Word for word, return every record.

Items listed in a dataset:
————
PR #88, opened 2020-11-06
Add --version option

tedil:
This PR adds a `--version` (and the short `-v`) to the vembrane *base* parser, i.e. `vembrane --version` will output `vembrane {version}`; `vembrane filter|table --version` will *not* work.

### DIFF
--- a/vembrane/cli.py
+++ b/vembrane/cli.py
@@ -7,7 +7,7 @@ from . import __version__
 def main():
     parser = argparse.ArgumentParser()
     parser.add_argument(
-        "--version", "-v", action="version", version=f"%(prog)s {__version__}"
+        "--version", action="version", version=f"%(prog)s {__version__}"
     )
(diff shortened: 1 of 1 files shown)


vembrane/cli.py
```diff
@@ -1,10 +1,14 @@
 import argparse
 
 from .modules import filter, table
+from . import __version__
 
 
 def main():
     parser = argparse.ArgumentParser()
+    parser.add_argument(
+        "--version", "-v", action="version", version=f"%(prog)s {__version__}"
```
mbargull, line 10:
```suggestion
        "--version", action="version", version=f"%(prog)s {__version__}"
```
`-v` is also commonly used as a short option for `--verbose`. I would leave that one out.

tedil: Ah, yes, I forgot.

mbargull (approved):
————
# [Response to the task]
PR #88, opened 2020-11-06
Add --version option

tedil:
This PR adds a `--version` (and the short `-v`) to the vembrane *base* parser, i.e. `vembrane --version` will output `vembrane {version}`; `vembrane filter|table --version` will *not* work.

### DIFF
--- a/vembrane/cli.py
+++ b/vembrane/cli.py
@@ -7,7 +7,7 @@ from . import __version__
 def main():
     parser = argparse.ArgumentParser()
     parser.add_argument(
-        "--version", "-v", action="version", version=f"%(prog)s {__version__}"
+        "--version", action="version", version=f"%(prog)s {__version__}"
     )
(diff shortened: 1 of 1 files shown)


vembrane/cli.py
```diff
@@ -1,10 +1,14 @@
 import argparse
 
 from .modules import filter, table
+from . import __version__
 
 
 def main():
     parser = argparse.ArgumentParser()
+    parser.add_argument(
+        "--version", "-v", action="version", version=f"%(prog)s {__version__}"
```
mbargull, line 10:
```suggestion
        "--version", action="version", version=f"%(prog)s {__version__}"
```
`-v` is also commonly used as a short option for `--verbose`. I would leave that one out.

tedil: Ah, yes, I forgot.

mbargull (approved):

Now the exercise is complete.